# Any Experience with Cytotec?



## mim123 (Dec 29, 2006)

Hello everyone,

I am new to this site. My doctor has recently prescribed me with Cytotec, becaus eof my abnormal pregnancy. He also gave me the option to have D&C. Considering that I have had D&Cs before, I dont know which one to choose. I dont have any bleeding or spotting that signals miscarriage, eventhough I prefer to pass it naturally. Has anyone had experienced Cytotec that wouldnt mind to share? which method do you think I should choose?
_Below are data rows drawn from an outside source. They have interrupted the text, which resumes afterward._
PR #1247, opened 2025-09-02
add huggingface-specific retry logic

rogthefrog:
Retry huggingface completion requests in case of server-side errors. This is Huggingface-specific, so I put the retry in the HF client itself rather than the code that calls `some_object.evaluate()`. Putting the retry logic higher up would break encapsulation and complicate the calling code.

### DIFF
--- a/src/modelgauge/suts/huggingface_chat_completion.py
+++ b/src/modelgauge/suts/huggingface_chat_completion.py
@@ -5,7 +5,7 @@ from typing import Dict, List, Optional
 from huggingface_hub import get_inference_endpoint, InferenceClient, InferenceEndpointStatus  # type: ignore
 from huggingface_hub.utils import HfHubHTTPError  # type: ignore
 from pydantic import BaseModel
-
+from tenacity import retry, TryAgain, stop_after_attempt, wait_random_exponential
 from modelgauge.auth.huggingface_inference_token import HuggingFaceInferenceToken
 from modelgauge.prompt import TextPrompt, ChatPrompt
 from modelgauge.secret_values import InjectSecret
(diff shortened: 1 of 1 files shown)


rogthefrog:
@bkorycki @wpietri @dhosterman do you have any suggestions for testing this automatically?

wpietri (approved):
Looks good!

wpietri:
> do you have any suggestions for testing this automatically?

I do not have any children and dont want to ruin my chances of ever having one. please help!
Thanks


----------



## maxmama (May 5, 2006)

First, I'm so sorry about your loss.

As far as misoprostol (cytotec) goes, it has a bad rep on this board that I think is undeserved. It works very, very well to stop PP hemorrhage and to complete an incomplete miscarriage. I used it after my c-section to stop excessive (as in, lasting too long) bleeding and it worked very well.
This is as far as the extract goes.